----- DATA
PR #15830, opened 2023-02-20
[PyOV] Fix deprecation warning in tests

akuporos:
### Details:
 - Some overloadings of `register_pass` are deprecated and should be removed in this release, so I updated tests
 -  17 warnings -> 0 warnings for `tests` folder.
 -  24 warnings -> 0 warnings for `tests_compatibility` folder.

### Tickets:
 - 104388

### DIFF
--- a/src/bindings/python/tests/test_graph/test_manager.py
+++ b/src/bindings/python/tests/test_graph/test_manager.py
@@ -8,7 +8,7 @@ import os
 import numpy as np
 import pytest
 
-import openvino.runtime.opset8 as ops
+import openvino.runtime.opset10 as ops
 from openvino.runtime import Core, Model
 from openvino.runtime.passes import Manager, Serialize, ConstantFolding, Version
 from tests.test_graph.util import count_ops_of_type
--- a/src/bindings/python/tests/test_graph/test_manager.py
+++ b/src/bindings/python/tests/test_graph/test_manager.py
@@ -8,17 +8,26 @@ import os
 import numpy as np
 import pytest
 
-import openvino.runtime.opset8 as ov
-from openvino.runtime import Model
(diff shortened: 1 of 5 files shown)


src/bindings/python/tests/test_graph/test_manager.py
```diff
@@ -8,17 +8,26 @@
 import numpy as np
 import pytest
 
-import openvino.runtime.opset8 as ov
-from openvino.runtime import Model
+import openvino.runtime.opset8 as ops
+from openvino.runtime import Core, Model
```
jiwaszki, line 12:
```suggestion
import openvino.runtime.opset10 as ops
```
Bump the opset?

jiwaszki (approved):

src/bindings/python/tests/test_graph/test_manager.py
p-wysocki: I don't think we have opset11 yet https://github.com/openvinotoolkit/openvino/tree/master/src/core/include/openvino/opsets

p-wysocki (approved):

src/bindings/python/tests/test_graph/test_manager.py
akuporos: good catch!

src/bindings/python/tests/test_graph/test_manager.py
```diff
@@ -8,17 +8,26 @@
 import numpy as np
 import pytest
 
-import openvino.runtime.opset8 as ov
-from openvino.runtime import Model
+import openvino.runtime.opset8 as ops
```
akuporos, line 11:
```suggestion
import openvino.runtime.opset10 as ops
```

PR #15835, opened 2023-02-21
【PaddlePaddle Hackathon 4】add paddle linspace op

Patrick-Star125:
### Details:
add linspace operation in Paddle front end

### Reference:
- https://www.paddlepaddle.org.cn/documentation/docs/en/2.2/api/paddle/linspace_en.html#linspace
- https://github.com/PaddlePaddle/Paddle2ONNX/blob/develop/paddle2onnx/legacy/op_mapper/tensor.py#L1384

### Unit-Test
image


src/frontends/paddle/tests/test_models/gen_scripts/generate_linspace.py
```diff
@@ -0,0 +1,62 @@
...
+                  outputs=[outs[0]], target_dir=sys.argv[1])
+
+    return outs[0]
+
+
+def main():
+    start = random.randint(0, 10)
+    stop = random.randint(0, 10)
+    num = random.randint(1, 10)
+    linspace("linspace_1", start, stop, num, "int32")
```
ceciliapeng2011, line 48: Is it allowed if start is smaller than stop?

src/frontends/paddle/tests/test_models/gen_scripts/generate_linspace.py
```diff
@@ -0,0 +1,62 @@
...
+
+    start = random.uniform(0, 10)
+    stop = random.uniform(0, 10)
+    num = random.randint(1, 10)
+    linspace("linspace_2", start, stop, num, "float32")
+
```
ceciliapeng2011, line 54: start and stop could be tensor of shape rank 1. Is there any difference in the serialized protobuf model w.r.t. a scaler input? If it is, please add a test case when the input is a tensor.

ceciliapeng2011: and do you cover/consider the cases when num is 1 or 0?

ceciliapeng2011 (changes requested):

Patrick-Star125:
Hi, the source codes of paddle linspace API illustrate that the input scalar(int/float) will be transferred in to tensor.

image

I wonder if it is needed to provide the supporting of scalar input on linspace.cpp. Same question about unit-test samples also exist.

src/frontends/paddle/src/op/linspace.cpp
```diff
@@ -0,0 +1,38 @@
...
+    auto const_one = std::make_shared<default_opset::Constant>(start.get_element_type(), Shape{}, 1);
+    Output<Node> num_minus_one = std::make_shared<default_opset::Subtract>(num, const_one);
+    num_minus_one = std::make_shared<default_opset::Convert>(num_minus_one, start.get_element_type());
+    Output<Node> delta = std::make_shared<default_opset::Subtract>(stop, start);
+    delta = std::make_shared<default_opset::Divide>(delta, num_minus_one);
+
+    // generate a range of numbers [0, 1, ..., num)
+    auto const_zero = std::make_shared<default_opset::Constant>(start.get_element_type(), Shape{}, 0); 
+    auto const_num = std::make_shared<default_opset::Squeeze>(num);
+    auto range0_n = std::make_shared<default_opset::Range>(const_zero, const_num, const_one, start.get_element_type());
```
OpenVINO-dev-contest, line 28: I just wonder can we use ```range``` for a direct output ? so we do not need ```Multiply``` and ```Add```, just a guess

src/frontends/paddle/tests/test_models/gen_scripts/generate_linspace.py
Patrick-Star125: test sample has been added

src/frontends/paddle/tests/test_models/gen_scripts/generate_linspace.py
Patrick-Star125: test sample has been added, but num=0 is not permitted by paddle.

float64 is not supported yet, I am working on this error.
image
I am a bit confused because float64 would have been converted to float32 in the first part of my code.

src/frontends/paddle/src/op/linspace.cpp
Patrick-Star125: great idea, it is important to simplify the operator code. but the behavior of `Range` is subtly different from `Linspace` even though their input parameters are similar with each other. Using `Range` for a direct output maybe require the overal re-design of `linspace`.

OpenVINO-dev-contest: > subtly

Thanks, could you clarify what's gap between them? can we convert the ```num``` in Linspace into ```step``` in Range

OpenVINO-dev-contest: Thanks, could you clarify what's gap between them? can we convert the num in Linspace into step in Range

Patrick-Star125: `step` can be calculated by `num`, which has already implemented in line 30 of `linspace.cpp`. The key point is the behavior of `Range`. For instance, same input (start: [0] stop: [1] num: [4]/step: [0.33]), and the result will be:
`Range`: [0, 0.33, 0.66]
`Linspace`: [0, 0.33, 0.66, 1]
And the input of Range must be scalar, which means <Squeeze> must be taken before range operator.
image
I think it will become more complicate after adjusting the code.

OpenVINO-dev-contest: Great thanks for your illustration, since its a advanced task or our target is to find out a solution with best inference performance. Could you help to try both solution with [benchmark_app](https://github.com/openvinotoolkit/openvino/tree/master/tools/benchmark_tool) to compare their performance ?
any suggestion from your perspective @ceciliapeng2011 ?

OpenVINO-dev-contest: Can ```start``` and ```stop``` be negative here, and can you put this example ( (start: [0] stop: [1] num: [4]/step: [0.33])) into your test case, thanks?

Patrick-Star125: OK，test samples had been added

ceciliapeng2011 (changes requested):
Would you please rebase and resolve the conflicts?

Patrick-Star125:
conflicts resoved

OpenVINO-dev-contest:
> ### Details:
> add linspace operation in Paddle front end
> 
> ### Reference:
> * https://www.paddlepaddle.org.cn/documentation/docs/zh/api/paddle/linspace_cn.html#linspace
> * https://github.com/PaddlePaddle/Paddle2ONNX/blob/develop/paddle2onnx/legacy/op_mapper/tensor.py#L1384

Hello could you also post a English version of Paddle Op description, thanks

src/frontends/paddle/src/op/linspace.cpp
```diff
@@ -0,0 +1,53 @@
...
+#include "default_opset.hpp"
+#include "openvino/frontend/paddle/node_context.hpp"
+#include "openvino/frontend/paddle/visibility.hpp"
+
+namespace ov {
+namespace frontend {
+namespace paddle {
+namespace op {
+NamedOutputs linspace(const NodeContext& node) {
+    auto start = node.get_input("Start");
```
OpenVINO-dev-contest, line 14: How about the inputs are variables, but not a tensor. e.g int or float
image

Patrick-Star125:
> Hi, the source codes of paddle linspace API illustrate that the input scalar(int/float) will be transferred in to tensor.
> 
> 
> 
> I wonder if it is needed to provide the supporting of scalar input on linspace.cpp. Same question about unit-test samples also exist.

Hi, like I metioned before, all scalars will be transformed into tensor in advance, the [source code](https://github.com/PaddlePaddle/Paddle/blob/d8b8c2d8326a63adca349a32d6a4c97c8c0a3e7e/paddle/fluid/operators/linspace_op.cc#L64) from paddle can prove that the only attribute input is 'dtype'.

OpenVINO-dev-contest:
> > Hi, the source codes of paddle linspace API illustrate that the input scalar(int/float) will be transferred in to tensor.
> > 
> > I wonder if it is needed to provide the supporting of scalar input on linspace.cpp. Same question about unit-test samples also exist.
> 
> Hi, like I metioned before, all scalars will be transformed into tensor in advance, the [source code](https://github.com/PaddlePaddle/Paddle/blob/d8b8c2d8326a63adca349a32d6a4c97c8c0a3e7e/paddle/fluid/operators/linspace_op.cc#L64) from paddle can prove that the only attribute input is 'dtype'.

Sorry I missed it. but shall we consider the ```dtype``` is not in default? 

> > Hi, the source codes of paddle linspace API illustrate that the input scalar(int/float) will be transferred in to tensor.
> > 
> > I wonder if it is needed to provide the supporting of scalar input on linspace.cpp. Same question about unit-test samples also exist.
> 
> Hi, like I metioned before, all scalars will be transformed into tensor in advance, the [source code](https://github.com/PaddlePaddle/Paddle/blob/d8b8c2d8326a63adca349a32d6a4c97c8c0a3e7e/paddle/fluid/operators/linspace_op.cc#L64) from paddle can prove that the only attribute input is 'dtype'.

Sorry, I missed it, but shall we consider the ```dtype``` when it is not in default in some cases. for example input type is fp32 and dtype is int32. I don't know whether it may happen ?

Patrick-Star125:
> Sorry, I missed it, but shall we consider the dtype when it is not in default in some cases. for example input type is fp32 and dtype is int32. I don't know whether it may happen ?

The python frontend of paddle could ensure that the input type and attr `dtype` is same, so I think there is no need for extra examination or adjustment. [related code](https://github.com/PaddlePaddle/Paddle/blob/release/2.2/python/paddle/fluid/layers/tensor.py#L1512)

OpenVINO-dev-contest:
> The python frontend of paddle could ensure that the input type and attr `dtype` is same, so I think there is no need for extra examination or adjustment. [related code](https://github.com/PaddlePaddle/Paddle/blob/release/2.2/python/paddle/fluid/layers/tensor.py#L1512)

Can you update the uni-test with these case example ? for example input type is fp32 and dtype is int32. just ensure the Paddle front end will do conversion for us.

Patrick-Star125:
> Can you update the uni-test with these case example ? for example input type is fp32 and dtype is int32. just ensure the Paddle front end will do conversion for us.

sorry, I misunderstood the function of `dtype`, adjustment on code and test samples have been conducted now.

src/frontends/paddle/src/op/linspace.cpp
```diff
@@ -0,0 +1,57 @@
...
+    auto stop = node.get_input("Stop");
+    auto num = node.get_input("Num");
+    std::unordered_map<int, element::Type> umap{{2, element::i32}, {3, element::i64}, {5, element::f32}};
+    const auto dtype = node.get_attribute<int>("dtype", 5);
```
OpenVINO-dev-contest, line 18: can we use ```auto dtype = node.get_attribute<ov::element::Type>("dtype");``` to get the the type ?

Patrick-Star125: Done

OpenVINO-dev-contest: Pls add a screenshot of test results, thanks

OpenVINO-dev-contest (approved):

ceciliapeng2011 (approved):

PR #15837, opened 2023-02-21
[Snippets] Added broadcast support for FQ weights calculation

a-sidorova:
### Details:
 - *Fixed broadcasting in FQ decomposition. Saved previous calculations for cases with the same shapes or scalar. Otherwise refence is used for broadcasting calculations*

### Tickets:
 - *100808*


a-sidorova:
@v-Golubev may I ask you to review the changes? Thank you!

src/common/snippets/src/pass/fq_decomposition.cpp
```diff
@@ -205,48 +207,100 @@ bool ngraph::snippets::pass::FakeQuantizeDecomposition::getScalesAndShifts(
     if (!input_low_constant || !input_high_constant || !output_low_constant || !output_high_constant)
         return false;
 
+    const auto input_low_pshape = input_low_constant->get_output_partial_shape(0);
+    const auto input_high_pshape = input_high_constant->get_output_partial_shape(0);
+    const auto output_low_pshape = output_low_constant->get_output_partial_shape(0);
+    const auto output_high_pshape = output_high_constant->get_output_partial_shape(0);
```
v-Golubev, line 213: These nodes are Constants so we can safely get their `Shape` instead of `PartialShape` and avoid additional conversions below
```suggestion
    const auto input_low_shape = input_low_constant->get_shape();
    const auto input_high_shape = input_high_constant->get_shape();
    const auto output_low_shape = output_low_constant->get_shape();
    const auto output_high_shape = output_high_constant->get_shape();
```

src/common/snippets/src/pass/fq_decomposition.cpp
```diff
@@ -205,48 +207,100 @@ bool ngraph::snippets::pass::FakeQuantizeDecomposition::getScalesAndShifts(
...
+        for (size_t i = 0; i < input_size; i++) {
+            float il = input_low[input_low.size() == 1 ? 0 : i];
+            float ih = input_high[input_high.size() == 1 ? 0 : i];
+
+            isc[i] = (levels - 1) / (ih - il);
+            ish[i] = -il * isc[i];
+        }
+        cl = input_low;
+        ch = input_high;
+    } else {  // NUMPY broadcasting
```
v-Golubev, line 237: looks like semantically we can always use NUMPY broadcasting. Why do we leave legacy computation logic for some specific cases?
The same question about output scales/shifts computation

src/common/snippets/src/pass/fq_decomposition.cpp
a-sidorova: Sure, done. Thanks!

src/common/snippets/src/pass/fq_decomposition.cpp
a-sidorova: Because `ngraph::runtime::reference::autobroadcast_binop()` is expensive call. I'd like to not increase model compilation time.
Moreover, the case "NUMPY broadcasting" is rare in real models. I mean the situation when weights of FQ are scalar or have equal shapes is base - I haven't seen models with first case, only in test cases. So for that case we have optimal calculations. For other rare cases - common computations. Thank you!

v-Golubev: Ok, thanks for the explanation. Let's leave this logic as is.

v-Golubev (approved):
LGTM

a-sidorova:
@dmitry-gorokhov take a look please. It should fix sporadic failed tests on master as well

src/common/snippets/src/pass/fq_decomposition.cpp
a-sidorova: Added in 487198f95d917a0cddf520341a60b6ebfd2b687d

maxnick (approved):

dmitry-gorokhov (approved):

PR #15840, opened 2023-02-21
【PaddlePaddle Hackathon 4】add paddle silu op

AndPuQing:
### Details:

$$
silu=\frac{x}{1+e^{-x}}
$$

add silu op in Paddle front end

### Tickets:
 - *ticket-id*

### Reference:

https://www.paddlepaddle.org.cn/documentation/docs/en/api/paddle/nn/functional/silu_en.html


OpenVINO-dev-contest:
hi @AndPuQing since there is no test screen shot in this PR, so we will prioritize the review on another one: https://github.com/openvinotoolkit/openvino/pull/15874

Any comments ?

AndPuQing:
> hi @AndPuQing since there is no test screen shot in this PR, so we will prioritize the review on another one: #15874
> 
> Any comments ?

Ok, it seems its implementation is better. I will close the PR.

PR #15845, opened 2023-02-21
【PaddlePaddle Hackathon 4】add paddle softshrink op

AndPuQing:
### Details:

add softshrink op in paddle front end

$$
softshrink(x)=\left\{\begin{aligned}
x-\text { threshold, } & \text { if } x>\text { threshold } \\
x+\text { threshold, } & \text { if } x<-\text { threshold } \\
0, & \text { otherwise }
\end{aligned}\right.
$$

### Tickets:
 - *ticket-id*

### Reference

https://www.paddlepaddle.org.cn/documentation/docs/en/api/paddle/nn/functional/softshrink_en.html

image


src/frontends/paddle/src/op/softshrink.cpp
```diff
@@ -0,0 +1,47 @@
...
+
+    std::shared_ptr<ngraph::Node> adjusted_inputs =
+        default_opset::Constant::create(input_element_type, Shape{data.get_shape()}, {0});
+    std::shared_ptr<ngraph::Node> adjusted_inputs_below_neg_lambda =
+        std::make_shared<default_opset::Multiply>(std::make_shared<default_opset::Add>(data, positive_lambda),
+                                                  values_below_neg_lambda);
+    std::shared_ptr<ngraph::Node> adjusted_inputs_above_pos_lambda =
+        std::make_shared<default_opset::Multiply>(std::make_shared<default_opset::Add>(data, negative_lambda),
+                                                  values_above_pos_lambda);
+    adjusted_inputs = std::make_shared<default_opset::Add>(adjusted_inputs, adjusted_inputs_below_neg_lambda);
```
OpenVINO-dev-contest, line 39: I just wonder can we use ```select``` here ? 
https://github.com/openvinotoolkit/openvino/blob/master/docs/ops/condition/Select_1.md

AndPuQing: Yes, it can be implemented using select, which looks more concise than the original implementation, but I wonder if matrix multiplication will be more efficient than select ?

OpenVINO-dev-contest: My suggestion is to use benchmark_app to test the performance of these 2 single node graph, and find out a best implementation ?

src/frontends/paddle/src/op/softshrink.cpp
```diff
@@ -0,0 +1,39 @@
...
+
+#include "default_opset.hpp"
+#include "openvino/frontend/paddle/node_context.hpp"
+namespace ov {
+namespace frontend {
+namespace paddle {
+namespace op {
+NamedOutputs softshrink(const NodeContext& node) {
+    auto data = node.get_input("X");
+    auto lambda = node.get_attribute<float>("lambda");
```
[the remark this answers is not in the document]
AndPuQing: According to paddle source code  https://github.com/PaddlePaddle/Paddle/blob/develop/python/paddle/nn/functional/activation.py#L1210 
I believe that threshold always had a value, but to address potential risks, a default value was still set and unit tests were created."

src/frontends/paddle/src/op/softshrink.cpp
```diff
@@ -0,0 +1,39 @@
...
+
+    const auto input_element_type = data.get_element_type();
+    const auto positive_lambda = default_opset::Constant::create(input_element_type, Shape{}, {lambda});
+    const auto negative_lambda = default_opset::Constant::create(input_element_type, Shape{}, {-lambda});
```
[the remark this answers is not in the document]
AndPuQing: Actually, I don't think the input x will be unsigned. It seems that Paddle doesn't have a corresponding type of tensor and there is no corresponding unit test.

It may not be necessary to use a common lambda since we need to compare x with negative lambda in order to use it.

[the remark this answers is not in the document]
liubo-intel: > Actually, I don't think the input x will be unsigned. It seems that Paddle doesn't have a corresponding type of tensor and there is no corresponding unit test.
Hi, @AndPuQing : do you have more detail information about  'Paddle doesn't have a corresponding type of tensor' you mentioned? because I think only by 'no corresponding unit test' information, we can't draw the conclusion that there will be no unsigned type cases for this op.
or maybe we can use 'PADDLE_OP_CHECK' to check 'input_element_type.is_signed()' condition and leave the code only handle the signed cases if we are not quite sure about its data type ranges.
> It may not be necessary to use a common lambda since we need to compare x with negative lambda in order to use it.
yes, common lambda is used for handle unsigned type cases. if none such type, 'common lambda' is not necessary here.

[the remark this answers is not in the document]
AndPuQing: Well, for the potential paddle to register the unsighed type of kernel, I have made a special treatment for the unsighed type, only select the part of x>lambda, and replace the part of x<lambda with 0

liubo-intel (approved):

OpenVINO-dev-contest (approved):

src/frontends/paddle/src/op/softshrink.cpp
```diff
@@ -0,0 +1,54 @@
...
+
+        output = std::make_shared<default_opset::Select>(values_above_pos_lambda, negative_node, data);
+        output = std::make_shared<default_opset::Select>(values_below_neg_lambda, positive_node, output);
+
+        std::shared_ptr<ngraph::Node> zero_mask =
+            std::make_shared<default_opset::LogicalOr>(values_below_neg_lambda, values_above_pos_lambda);
+
+        output = std::make_shared<default_opset::Select>(zero_mask, output, zero_node);
+    } else {
+        // Passing -lambd to unsigned type constant will cause an overflow.
```
ceciliapeng2011, line 41: Refer to Paddle spec, input x could be float32 and float64 only. How can a test case trigger this else branch?

liubo-intel: @ceciliapeng2011 : the other Paddle 'softshrink' api defined here : https://www.paddlepaddle.org.cn/documentation/docs/zh/api/paddle/nn/Softshrink_cn.html#softshrink
looks like there is no such limitation for input x type. To cover this api, I think we may still need the branch to handle '-lambd to unsigned type' cases.

liubo-intel: Hi, @AndPuQing : about @ceciliapeng2011 's concern, could you please have a try to add such unsigned type test case by using `paddle.nn.Softshrink()` api?
if such test case is difficult to generate from paddle side, let's disable such unsigned input support(delete the else branch) this time, and add an input type check `PADDLE_OP_CHECK(node, input_element_type.is_signed(), "softshrink only supports singed input data type");`  for this op.

AndPuQing: I test the unsighed tensor input on the paddlepaddle delelop version, there is the result:

```python
>>>import paddle
>>>a = paddle.to_tensor([1],dtype='uint8')
>>>a
Out[3]:
Tensor(shape=[1], dtype=uint8, place=Place(gpu:0), stop_gradient=True,
       [1])
>>>paddle.nn.functional.softshrink(a)
RuntimeError: (NotFound) The kernel with key (GPU, Undefined(AnyLayout), uint8) of kernel `softshrink` is not registered and fail to fallback to CPU one. Selected wrong DataType `uint8`. Paddle support following DataTypes: float64, float16, float32, bfloat16.
  [Hint: Expected kernel_iter != iter->second.end(), but received kernel_iter == iter->second.end().] (at /paddle/paddle/phi/core/kernel_factory.cc:259)
```

So, I think just add dtype check currently.

ceciliapeng2011 (approved):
----------
**WORK REQUEST:** From the entries above, extract only the lines running from the one containing "I believe that" through the one containing "or maybe we", inclusive.

**YOUR SOLUTION:**
I believe that threshold always had a value, but to address potential risks, a default value was still set and unit tests were created."

src/frontends/paddle/src/op/softshrink.cpp
```diff
@@ -0,0 +1,39 @@
...
+
+    const auto input_element_type = data.get_element_type();
+    const auto positive_lambda = default_opset::Constant::create(input_element_type, Shape{}, {lambda});
+    const auto negative_lambda = default_opset::Constant::create(input_element_type, Shape{}, {-lambda});
```
[the remark this answers is not in the document]
AndPuQing: Actually, I don't think the input x will be unsigned. It seems that Paddle doesn't have a corresponding type of tensor and there is no corresponding unit test.

It may not be necessary to use a common lambda since we need to compare x with negative lambda in order to use it.

[the remark this answers is not in the document]
liubo-intel: > Actually, I don't think the input x will be unsigned. It seems that Paddle doesn't have a corresponding type of tensor and there is no corresponding unit test.
Hi, @AndPuQing : do you have more detail information about  'Paddle doesn't have a corresponding type of tensor' you mentioned? because I think only by 'no corresponding unit test' information, we can't draw the conclusion that there will be no unsigned type cases for this op.
or maybe we can use 'PADDLE_OP_CHECK' to check 'input_element_type.is_signed()' condition and leave the code only handle the signed cases if we are not quite sure about its data type ranges.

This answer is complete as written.